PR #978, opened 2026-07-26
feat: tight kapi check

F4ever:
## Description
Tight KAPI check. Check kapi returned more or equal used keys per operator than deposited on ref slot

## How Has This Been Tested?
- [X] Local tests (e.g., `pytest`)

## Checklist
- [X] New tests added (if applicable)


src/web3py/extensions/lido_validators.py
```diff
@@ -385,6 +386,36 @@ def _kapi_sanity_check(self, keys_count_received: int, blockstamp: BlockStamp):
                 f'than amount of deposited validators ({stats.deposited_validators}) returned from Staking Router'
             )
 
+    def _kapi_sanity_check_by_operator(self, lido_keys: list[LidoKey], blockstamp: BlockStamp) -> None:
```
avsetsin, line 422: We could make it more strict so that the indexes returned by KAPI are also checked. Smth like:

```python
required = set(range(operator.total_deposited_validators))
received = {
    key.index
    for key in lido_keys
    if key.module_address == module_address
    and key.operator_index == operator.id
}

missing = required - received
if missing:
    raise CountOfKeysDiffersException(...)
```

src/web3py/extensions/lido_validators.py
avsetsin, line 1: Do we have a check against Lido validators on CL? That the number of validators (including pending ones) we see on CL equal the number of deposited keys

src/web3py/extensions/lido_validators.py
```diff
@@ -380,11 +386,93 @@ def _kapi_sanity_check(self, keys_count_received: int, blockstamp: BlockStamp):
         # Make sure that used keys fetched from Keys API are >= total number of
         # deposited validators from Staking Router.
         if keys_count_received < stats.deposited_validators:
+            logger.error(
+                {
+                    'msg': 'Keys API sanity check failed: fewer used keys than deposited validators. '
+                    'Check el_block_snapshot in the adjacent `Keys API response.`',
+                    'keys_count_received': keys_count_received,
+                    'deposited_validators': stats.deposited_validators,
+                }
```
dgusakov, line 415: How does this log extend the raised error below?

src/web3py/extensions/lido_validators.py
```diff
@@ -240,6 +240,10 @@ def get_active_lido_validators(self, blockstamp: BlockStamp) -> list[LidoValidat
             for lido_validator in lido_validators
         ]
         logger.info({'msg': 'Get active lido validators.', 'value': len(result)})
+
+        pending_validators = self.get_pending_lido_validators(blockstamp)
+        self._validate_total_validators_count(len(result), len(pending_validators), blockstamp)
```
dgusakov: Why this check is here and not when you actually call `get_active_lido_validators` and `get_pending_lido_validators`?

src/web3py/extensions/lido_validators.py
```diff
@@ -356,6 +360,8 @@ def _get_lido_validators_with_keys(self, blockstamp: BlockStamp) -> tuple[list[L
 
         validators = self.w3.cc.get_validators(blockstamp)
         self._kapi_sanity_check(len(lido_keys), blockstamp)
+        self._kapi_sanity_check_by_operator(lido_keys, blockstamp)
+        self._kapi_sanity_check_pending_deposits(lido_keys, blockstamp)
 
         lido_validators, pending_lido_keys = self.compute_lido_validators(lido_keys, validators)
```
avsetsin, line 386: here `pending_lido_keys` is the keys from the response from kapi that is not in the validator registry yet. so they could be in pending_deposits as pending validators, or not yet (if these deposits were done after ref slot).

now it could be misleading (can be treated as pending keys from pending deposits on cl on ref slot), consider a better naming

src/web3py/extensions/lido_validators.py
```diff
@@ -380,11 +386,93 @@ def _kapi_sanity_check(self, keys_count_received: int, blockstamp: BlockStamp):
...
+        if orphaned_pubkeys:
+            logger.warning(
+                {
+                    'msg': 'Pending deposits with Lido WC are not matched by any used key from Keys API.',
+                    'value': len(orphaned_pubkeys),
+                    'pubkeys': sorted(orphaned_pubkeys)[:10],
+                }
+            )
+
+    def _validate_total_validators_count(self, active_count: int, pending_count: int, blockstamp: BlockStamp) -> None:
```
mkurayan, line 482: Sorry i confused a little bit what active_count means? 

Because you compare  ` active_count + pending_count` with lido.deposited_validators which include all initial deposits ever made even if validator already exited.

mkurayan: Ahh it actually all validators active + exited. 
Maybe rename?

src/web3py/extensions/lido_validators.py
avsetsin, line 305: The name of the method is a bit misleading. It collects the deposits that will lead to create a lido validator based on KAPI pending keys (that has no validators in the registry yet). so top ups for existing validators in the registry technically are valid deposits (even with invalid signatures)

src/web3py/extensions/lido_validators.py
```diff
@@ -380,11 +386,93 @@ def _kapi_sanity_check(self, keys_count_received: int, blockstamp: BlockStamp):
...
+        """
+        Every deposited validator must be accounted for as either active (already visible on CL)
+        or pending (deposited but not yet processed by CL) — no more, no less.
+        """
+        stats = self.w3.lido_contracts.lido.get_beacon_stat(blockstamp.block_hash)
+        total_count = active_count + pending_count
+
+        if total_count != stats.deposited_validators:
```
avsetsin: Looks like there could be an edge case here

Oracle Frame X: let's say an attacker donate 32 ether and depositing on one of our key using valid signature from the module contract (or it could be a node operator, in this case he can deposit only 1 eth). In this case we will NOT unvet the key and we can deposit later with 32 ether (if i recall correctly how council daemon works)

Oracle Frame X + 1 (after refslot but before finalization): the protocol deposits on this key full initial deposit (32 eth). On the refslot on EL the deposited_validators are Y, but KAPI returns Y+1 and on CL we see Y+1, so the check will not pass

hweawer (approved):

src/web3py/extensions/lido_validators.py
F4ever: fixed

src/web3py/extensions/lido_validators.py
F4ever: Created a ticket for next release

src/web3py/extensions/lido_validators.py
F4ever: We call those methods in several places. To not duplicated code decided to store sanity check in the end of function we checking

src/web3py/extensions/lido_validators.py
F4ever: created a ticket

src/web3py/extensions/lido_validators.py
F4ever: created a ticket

- Exercise
Reproduce each entry word for word.

- Solution to this exercise
PR #978, opened 2026-07-26
feat: tight kapi check

F4ever:
## Description
Tight KAPI check. Check kapi returned more or equal used keys per operator than deposited on ref slot

## How Has This Been Tested?
- [X] Local tests (e.g., `pytest`)

## Checklist
- [X] New tests added (if applicable)


src/web3py/extensions/lido_validators.py
```diff
@@ -385,6 +386,36 @@ def _kapi_sanity_check(self, keys_count_received: int, blockstamp: BlockStamp):
                 f'than amount of deposited validators ({stats.deposited_validators}) returned from Staking Router'
             )
 
+    def _kapi_sanity_check_by_operator(self, lido_keys: list[LidoKey], blockstamp: BlockStamp) -> None:
```
avsetsin, line 422: We could make it more strict so that the indexes returned by KAPI are also checked. Smth like:

```python
required = set(range(operator.total_deposited_validators))
received = {
    key.index
    for key in lido_keys
    if key.module_address == module_address
    and key.operator_index == operator.id
}

missing = required - received
if missing:
    raise CountOfKeysDiffersException(...)
```

src/web3py/extensions/lido_validators.py
avsetsin, line 1: Do we have a check against Lido validators on CL? That the number of validators (including pending ones) we see on CL equal the number of deposited keys

src/web3py/extensions/lido_validators.py
```diff
@@ -380,11 +386,93 @@ def _kapi_sanity_check(self, keys_count_received: int, blockstamp: BlockStamp):
         # Make sure that used keys fetched from Keys API are >= total number of
         # deposited validators from Staking Router.
         if keys_count_received < stats.deposited_validators:
+            logger.error(
+                {
+                    'msg': 'Keys API sanity check failed: fewer used keys than deposited validators. '
+                    'Check el_block_snapshot in the adjacent `Keys API response.`',
+                    'keys_count_received': keys_count_received,
+                    'deposited_validators': stats.deposited_validators,
+                }
```
dgusakov, line 415: How does this log extend the raised error below?

src/web3py/extensions/lido_validators.py
```diff
@@ -240,6 +240,10 @@ def get_active_lido_validators(self, blockstamp: BlockStamp) -> list[LidoValidat
             for lido_validator in lido_validators
         ]
         logger.info({'msg': 'Get active lido validators.', 'value': len(result)})
+
+        pending_validators = self.get_pending_lido_validators(blockstamp)
+        self._validate_total_validators_count(len(result), len(pending_validators), blockstamp)
```
dgusakov: Why this check is here and not when you actually call `get_active_lido_validators` and `get_pending_lido_validators`?

src/web3py/extensions/lido_validators.py
```diff
@@ -356,6 +360,8 @@ def _get_lido_validators_with_keys(self, blockstamp: BlockStamp) -> tuple[list[L
 
         validators = self.w3.cc.get_validators(blockstamp)
         self._kapi_sanity_check(len(lido_keys), blockstamp)
+        self._kapi_sanity_check_by_operator(lido_keys, blockstamp)
+        self._kapi_sanity_check_pending_deposits(lido_keys, blockstamp)
 
         lido_validators, pending_lido_keys = self.compute_lido_validators(lido_keys, validators)
```
avsetsin, line 386: here `pending_lido_keys` is the keys from the response from kapi that is not in the validator registry yet. so they could be in pending_deposits as pending validators, or not yet (if these deposits were done after ref slot).

now it could be misleading (can be treated as pending keys from pending deposits on cl on ref slot), consider a better naming

src/web3py/extensions/lido_validators.py
```diff
@@ -380,11 +386,93 @@ def _kapi_sanity_check(self, keys_count_received: int, blockstamp: BlockStamp):
...
+        if orphaned_pubkeys:
+            logger.warning(
+                {
+                    'msg': 'Pending deposits with Lido WC are not matched by any used key from Keys API.',
+                    'value': len(orphaned_pubkeys),
+                    'pubkeys': sorted(orphaned_pubkeys)[:10],
+                }
+            )
+
+    def _validate_total_validators_count(self, active_count: int, pending_count: int, blockstamp: BlockStamp) -> None:
```
mkurayan, line 482: Sorry i confused a little bit what active_count means? 

Because you compare  ` active_count + pending_count` with lido.deposited_validators which include all initial deposits ever made even if validator already exited.

mkurayan: Ahh it actually all validators active + exited. 
Maybe rename?

src/web3py/extensions/lido_validators.py
avsetsin, line 305: The name of the method is a bit misleading. It collects the deposits that will lead to create a lido validator based on KAPI pending keys (that has no validators in the registry yet). so top ups for existing validators in the registry technically are valid deposits (even with invalid signatures)

src/web3py/extensions/lido_validators.py
```diff
@@ -380,11 +386,93 @@ def _kapi_sanity_check(self, keys_count_received: int, blockstamp: BlockStamp):
...
+        """
+        Every deposited validator must be accounted for as either active (already visible on CL)
+        or pending (deposited but not yet processed by CL) — no more, no less.
+        """
+        stats = self.w3.lido_contracts.lido.get_beacon_stat(blockstamp.block_hash)
+        total_count = active_count + pending_count
+
+        if total_count != stats.deposited_validators:
```
avsetsin: Looks like there could be an edge case here

Oracle Frame X: let's say an attacker donate 32 ether and depositing on one of our key using valid signature from the module contract (or it could be a node operator, in this case he can deposit only 1 eth). In this case we will NOT unvet the key and we can deposit later with 32 ether (if i recall correctly how council daemon works)

Oracle Frame X + 1 (after refslot but before finalization): the protocol deposits on this key full initial deposit (32 eth). On the refslot on EL the deposited_validators are Y, but KAPI returns Y+1 and on CL we see Y+1, so the check will not pass

hweawer (approved):

src/web3py/extensions/lido_validators.py
F4ever: fixed

src/web3py/extensions/lido_validators.py
F4ever: Created a ticket for next release

src/web3py/extensions/lido_validators.py
F4ever: We call those methods in several places. To not duplicated code decided to store sanity check in the end of function we checking

src/web3py/extensions/lido_validators.py
F4ever: created a ticket

src/web3py/extensions/lido_validators.py
F4ever: created a ticket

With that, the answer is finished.